L’ASA le soutient. Elle considère que la réforme de la LPP est incontournable et urgente. Celle-ci s’impose du fait de l’augmentation de l’espérance de vie et de la faiblesse des rendements des placements. Dans ce contexte, le taux de conversion LPP actuel de 6,8 pour cent est trop élevé. Il se traduit par un financement croisé des nouveaux retraités par les personnes actives, or cela est contraire à la logique du système. La réforme prévoit une réduction du taux de conversion à 6,0 pour cent. Il s’agit de réduire le phénomène indésirable de redistribution. 

 

 La réforme prévoit une réduction du taux de conversion à 6,0 pour cent. 

 

L’abaissement du taux de conversion LPP permet ainsi la stabilisation financière de la prévoyance. Dans le souci de préserver le niveau des prestations, la réforme prévoit un renforcement du processus d’épargne. La déduction de coordination s’élève actuellement à 25 725 francs et doit désormais être ramenée à 20 pour cent du salaire AVS. Ce passage d’une déduction de coordination indépendante du revenu à une déduction de coordination proportionnelle au revenu se traduit par un accroissement plus fort du salaire assuré pour les revenus les plus bas – et en particulier pour les personnes travaillant à temps partiel – que pour les revenus les plus hauts. La prestation de vieillesse de cette catégorie de travailleurs se trouve ainsi revalorisée, ceci en dépit de la réduction du taux de conversion. L’adaptation des taux de bonification de vieillesse selon la LPP de 7/10/15/18 pour cent du salaire coordonné actuel à 9/9/14/14 pour cent du nouveau salaire coordonné entraîne de surcroît une diminution des coûts pour les travailleurs plus âgés. Cela accroît leurs chances sur le marché du travail. Quant à la génération transitoire qui n’a plus vraiment le temps d’accumuler un avoir de vieillesse complémentaire, un versement unique permet d’améliorer les prestations dues. 
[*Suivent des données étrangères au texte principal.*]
PR #1181, opened 2021-02-08
engine/rados: Remove mandatory creation

aclamk:
Changed connection procedure so it no longer attempts to create objects.
This change will affect tests that read objects without creating them first.

### DIFF
--- a/HOWTO
+++ b/HOWTO
@@ -2294,6 +2294,12 @@ with the caveat that when used on the command line, they must come after the
         Poll store instead of waiting for completion. Usually this provides better
         throughput at cost of higher(up to 100%) CPU utilization.
 
+.. option:: touch_objects=bool : [rados]
+
+        During initialization, touch (create if do not exist) all objects (files).
+        Touching all objects affects ceph caches and likely impacts test results.
+        Enabled by default.
+
 .. option:: skip_bad=bool : [mtd]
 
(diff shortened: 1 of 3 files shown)


aclamk:
The problem with current implementation is that touching (writing 0 bytes) to each object takes a lot of time, and also messes with ceph caches, inducing huge errors to tests related to cache performance.

ifed01 (approved):
LGTM

sitsofe:
I'd have to think about this but at a minimum could this be turned into an option?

Efficacité de l’autoréglementation dans le domaine de la finance durable

L’intégrité des produits et services financiers revêt une importance capitale pour la place financière suisse. L’Asset Management Association (AMAS), l’Association suisse des banquiers (ASB) et l’Association suisse d’assurances (ASA) rejettent donc toute forme d’écoblanchiment (greenwashing). 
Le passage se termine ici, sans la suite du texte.